Take, for instance, the ability of accounting software to record figures out to more than just a few decimal places.
“In traditional software, you might see four decimal places,” said Benson. “But in crypto, you have 18 or 24 decimal places that you can subdivide a single unit. That’s not something traditional accounting software has taken into account.”
Like any business, manual record keeping can be a high-stakes strategy, especially when it comes to regulatory compliance. Benson explained that at the bare minimum, these companies must be able to report gains and losses.
“You have to report to the IRS on a line-item basis every single time you dispose of an asset that results in a capital gain or loss,” he said. “You need line-item detail, and that’s the minimum.”

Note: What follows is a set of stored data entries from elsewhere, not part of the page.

PR #858, opened 2022-10-14
Add flag "auto_refresh_job_status" that allows

ligerzero-ai:
automatic refresh  of job status upon loading of pr.job_table(). To-do:
I will benchmark this with projects of different sizes to see cost, see if it's negligible.

If negligible, set it to True by default
(better for new users, and is more intuitive overall)

### DIFF
--- a/pyiron_base/project/generic.py
+++ b/pyiron_base/project/generic.py
@@ -655,8 +655,14 @@ class Project(ProjectPath, HasGroups):
         full_table=False,
         element_lst=None,
         job_name_contains="",
+        auto_refresh_job_status=False,
         **kwargs: dict,
     ):
+        """
+        auto_refresh_job_status (bool): will automatically reload job status by calling refresh_job_status() upon calling job_table
+        """
+        if auto_refresh_job_status:
+            self.refresh_job_status()
         return self.db.job_table(
             sql_query=self.sql_query,
             user=self.user,


ligerzero-ai:
image

@liamhuber it's an extra flat half second if I have it on by default no matter the project size. So I will merge this and enable it by default, although you are free to turn the flag off, of course ;)

samwaseda:
> @liamhuber it's an extra flat half second if I have it on by default no matter the project size. So I will merge this and enable it by default, although you are free to turn the flag off, of course ;)

aaaah no I disagree. It very much depends on the project size. It also depends how busy the cluster currently is.

On the other hand, I guess we can maybe also think about making a smarter refreshing routine, for example only if there are jobs with `running` or something.

ligerzero-ai:
nvm -got it

ligerzero-ai:
image

After I set all the statuses to "running". But I can see how the wait could get annoying if you have a bunch of jobs running when loading the jobtable, and this is the default behaviour. I'll merge it with the flag off by default, if nobody has any objections.

samwaseda:
ah ok so what I was saying was already implemented. And yes I'm ok with merging it now.

samwaseda (approved):

samwaseda:
One thing we should perhaps do is to stop sending an inquiry for each job. It makes the process probably much faster if all running jobs are evaluated at the same time.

The financial regulatory landscape, however, is complex, demanding, and constantly changing, and for blockchain and crypto companies, regulation can often be an uncertainty.
Earlier this month, reports in Bloomberg Law predicted regulatory oversight will ramp up in 2018 when it comes to cryptocurrency exchanges, for example.
“I think this is all a lot closer than people think,” said James Taylor-Copeland, founder of Taylor-Copeland Law, in an interview about the crypto industry’s incoming regulation. “Quite frankly, the amounts of money involved now are too significant for regulation and litigation not to be coming.”
Regulation, in addition to an influx of lawsuits, is likely to impact valuations, reports added, noting that industry experts predict the Securities and Exchange Commission (SEC), the Commodity Futures Trading Commission, the Internal Revenue Service (IRS) and the Treasury Department’s Financial Crimes Enforcement Network are all expected to issue their own specific guidances for crypto exchanges.
With greater attention and investment in blockchain and cryptocurrency technology comes heightened criticism over many areas of the industry. Initial coin offerings (ICOs), for instance, have fallen under the radar of the SEC. In August, reports emerged that said the SEC would be regulating bitcoin ICOs and token sales; last month, its newly-created Cyber Unit obtained an emergency asset freeze to halt an ICO fraud.
Regulatory focus on this industry is increasing, and industry players will be pressed to be transparent and compliant.
“Regulation can rapidly change,” said Benson. “You want software that adapts to those changes so it doesn’t result in a manual headache.”
Solutions have to take into account the pace of regulatory change, and have to stay updated in real-time for this industry, too, he added.
With its latest funding and the recent launch of Libra Crypto Office — an app to automate middle- and back-office processes — and with plans to launch Blockchain Audit Tools next year, Libra is positioning itself in the center of the blockchain and cryptocurrency world. But, according to Benson, as more financial services players and companies in other verticals begin to explore how they can use blockchain and cryptocurrencies, the accounting space will have to evolve to be able to integrate and work with these technologies.
In Benson’s view, the world is moving in this direction.
“The efficiencies gained with blockchain [are] going to fundamentally change the way value is transferred,” he said. “I believe all asset classes are going to be tokenized. That means you have traditional institutions that are going to be interacting with this technology. Blockchain is fundamentally a new way of record keeping. They’re ledgers, at the end of the day, and ledgers are at the core of the job of accounting and auditing. So, as everything tokenizes, as everything moves into a blockchain-based world, the jobs that will be most fundamentally changed are the jobs of the accountant and auditor.”